* **Required action**
Would you give the number of lines below in which the string "expect" appears? Nothing else is needed.

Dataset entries
########

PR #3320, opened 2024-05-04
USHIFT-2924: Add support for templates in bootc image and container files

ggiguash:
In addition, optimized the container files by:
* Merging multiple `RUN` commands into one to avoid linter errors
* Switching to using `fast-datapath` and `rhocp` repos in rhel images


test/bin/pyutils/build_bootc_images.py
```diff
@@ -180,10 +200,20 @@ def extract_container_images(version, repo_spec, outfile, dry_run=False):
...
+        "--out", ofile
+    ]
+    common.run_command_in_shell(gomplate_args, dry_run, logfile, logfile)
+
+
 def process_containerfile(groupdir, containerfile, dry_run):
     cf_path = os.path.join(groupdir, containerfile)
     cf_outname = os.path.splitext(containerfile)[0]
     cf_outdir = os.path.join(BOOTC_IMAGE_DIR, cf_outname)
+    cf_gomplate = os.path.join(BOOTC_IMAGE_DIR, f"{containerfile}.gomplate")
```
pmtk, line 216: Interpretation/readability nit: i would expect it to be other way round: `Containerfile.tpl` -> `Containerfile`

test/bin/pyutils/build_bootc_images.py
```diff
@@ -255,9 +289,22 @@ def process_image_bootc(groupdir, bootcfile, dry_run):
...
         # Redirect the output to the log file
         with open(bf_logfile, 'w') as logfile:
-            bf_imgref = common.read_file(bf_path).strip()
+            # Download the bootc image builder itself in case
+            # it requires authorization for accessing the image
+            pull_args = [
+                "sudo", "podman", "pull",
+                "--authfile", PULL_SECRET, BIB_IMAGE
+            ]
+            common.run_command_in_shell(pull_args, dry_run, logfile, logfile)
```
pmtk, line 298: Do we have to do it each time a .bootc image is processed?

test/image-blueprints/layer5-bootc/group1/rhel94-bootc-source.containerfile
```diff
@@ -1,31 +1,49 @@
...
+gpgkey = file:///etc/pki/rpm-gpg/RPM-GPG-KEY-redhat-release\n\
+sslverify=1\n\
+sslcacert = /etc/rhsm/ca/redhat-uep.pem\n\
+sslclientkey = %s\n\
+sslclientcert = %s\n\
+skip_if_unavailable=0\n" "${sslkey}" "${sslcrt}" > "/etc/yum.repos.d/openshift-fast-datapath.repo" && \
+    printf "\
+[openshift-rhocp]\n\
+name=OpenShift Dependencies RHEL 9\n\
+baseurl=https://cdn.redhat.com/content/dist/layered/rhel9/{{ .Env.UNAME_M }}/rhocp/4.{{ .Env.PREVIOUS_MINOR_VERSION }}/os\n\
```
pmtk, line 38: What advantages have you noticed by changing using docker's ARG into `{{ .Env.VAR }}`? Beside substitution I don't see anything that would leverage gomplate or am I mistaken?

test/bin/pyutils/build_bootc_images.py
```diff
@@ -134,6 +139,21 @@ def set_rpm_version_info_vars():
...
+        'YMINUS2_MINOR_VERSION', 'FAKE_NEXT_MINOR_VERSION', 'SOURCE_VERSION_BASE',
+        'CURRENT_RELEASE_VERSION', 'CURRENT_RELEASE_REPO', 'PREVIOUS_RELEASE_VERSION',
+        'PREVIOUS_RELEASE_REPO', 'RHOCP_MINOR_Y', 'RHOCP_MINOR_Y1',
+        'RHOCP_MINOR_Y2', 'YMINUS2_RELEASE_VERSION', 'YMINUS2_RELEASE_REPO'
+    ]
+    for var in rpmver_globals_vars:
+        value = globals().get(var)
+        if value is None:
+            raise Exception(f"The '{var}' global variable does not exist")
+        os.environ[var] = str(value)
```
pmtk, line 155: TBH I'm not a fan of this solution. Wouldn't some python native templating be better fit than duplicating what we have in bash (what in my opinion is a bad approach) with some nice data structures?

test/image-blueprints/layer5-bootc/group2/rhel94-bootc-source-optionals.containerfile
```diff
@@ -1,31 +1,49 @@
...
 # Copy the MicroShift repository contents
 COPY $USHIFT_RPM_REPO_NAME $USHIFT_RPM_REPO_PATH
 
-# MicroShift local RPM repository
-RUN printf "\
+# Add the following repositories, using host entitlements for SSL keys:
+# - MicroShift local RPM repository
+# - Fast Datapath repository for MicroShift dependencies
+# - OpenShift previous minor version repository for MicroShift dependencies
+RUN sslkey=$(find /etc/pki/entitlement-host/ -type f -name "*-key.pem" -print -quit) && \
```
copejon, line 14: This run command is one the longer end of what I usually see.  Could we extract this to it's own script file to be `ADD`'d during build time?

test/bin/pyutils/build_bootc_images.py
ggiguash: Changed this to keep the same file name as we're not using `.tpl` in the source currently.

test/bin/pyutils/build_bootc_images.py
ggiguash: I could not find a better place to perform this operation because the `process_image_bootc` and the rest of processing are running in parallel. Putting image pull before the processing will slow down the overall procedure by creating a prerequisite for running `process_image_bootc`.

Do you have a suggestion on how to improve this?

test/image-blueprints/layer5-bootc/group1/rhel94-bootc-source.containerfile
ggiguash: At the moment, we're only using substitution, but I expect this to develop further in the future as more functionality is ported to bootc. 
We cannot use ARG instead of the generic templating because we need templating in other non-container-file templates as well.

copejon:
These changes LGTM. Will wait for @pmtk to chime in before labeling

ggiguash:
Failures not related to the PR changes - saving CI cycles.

########

* **Answer to this exercise**
2